Source data START
Issue #448, opened 2023-11-29
Report generator: Link to result browser dirs only if there is an index.html


jowerner:
When generating the *Errors* page, the report generator may add a result browser link to an error table entry. It does this if it was able to find a corresponding result browser directory.

However, sometimes test suites store additional data files in the result browser directory for later analysis. This causes the report generator to link to this directory, even if this directory does not contain result browser files (due to the error limiter). Clicking on this link would then result in a Not Found page because there is no `index.html` file. Only if such an `index.html` file exists, should the report generator link to this directory.

PR #449, opened 2023-11-29
#448:  Report generator: Link to result browser dirs only if there is an index.html

jowerner:


src/main/java/com/xceptance/xlt/report/providers/ErrorsReportProvider.java
```diff
@@ -465,42 +465,35 @@ public void processDataRecord(final Data stat)
                     final String directoryHint = txnStats.getDumpDirectoryPath();
                     if (directoryHint != null)
                     {
+                        // check if we should add/replace a result browser directory hint
                         final int size = errorReport.directoryHints.size();
-                        if (size < directoryLimitPerError)
+                        if (size < directoryLimitPerError || random.nextDoubleFast() <= directoryReplacementChance)
```
h-arlt, line 470: Small optimization: extract the expression `size < directoryLimitPerError` into a local variable, e.g. `safeToAdd`, and re-use it here and at line 481.

h-arlt (approved):

src/main/java/com/xceptance/xlt/report/providers/ErrorsReportProvider.java
jowerner: Done.

PR #454, opened 2023-12-14
451 footer information

js-xc:


jowerner:
In `config/xsl/loadreport/index.xsl`, please also replace 
```
 <xsl:with-param name="projectName" select="configuration/projectName" />
```
with
```
 <xsl:with-param name="projectName" select="$projectName" />
```
for consistency when calling the `head` template.

jowerner:
Now that we started it, we should rework the `header` template in the same way, i.e. remove default parameter values and pass parameters explicitly in the load test report templates. WDYT?

jowerner (changes requested):
See comments.

js-xc:
Congratulations, you found the one file where I forgot to update the param for the `head` template :joy:

jowerner (approved):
Source data END
Whenever the word "arlt" shows up in a line of the entries above, copy that line.

h-arlt, line 470: Small optimization: extract the expression `size < directoryLimitPerError` into a local variable, e.g. `safeToAdd`, and re-use it here and at line 481.
h-arlt (approved):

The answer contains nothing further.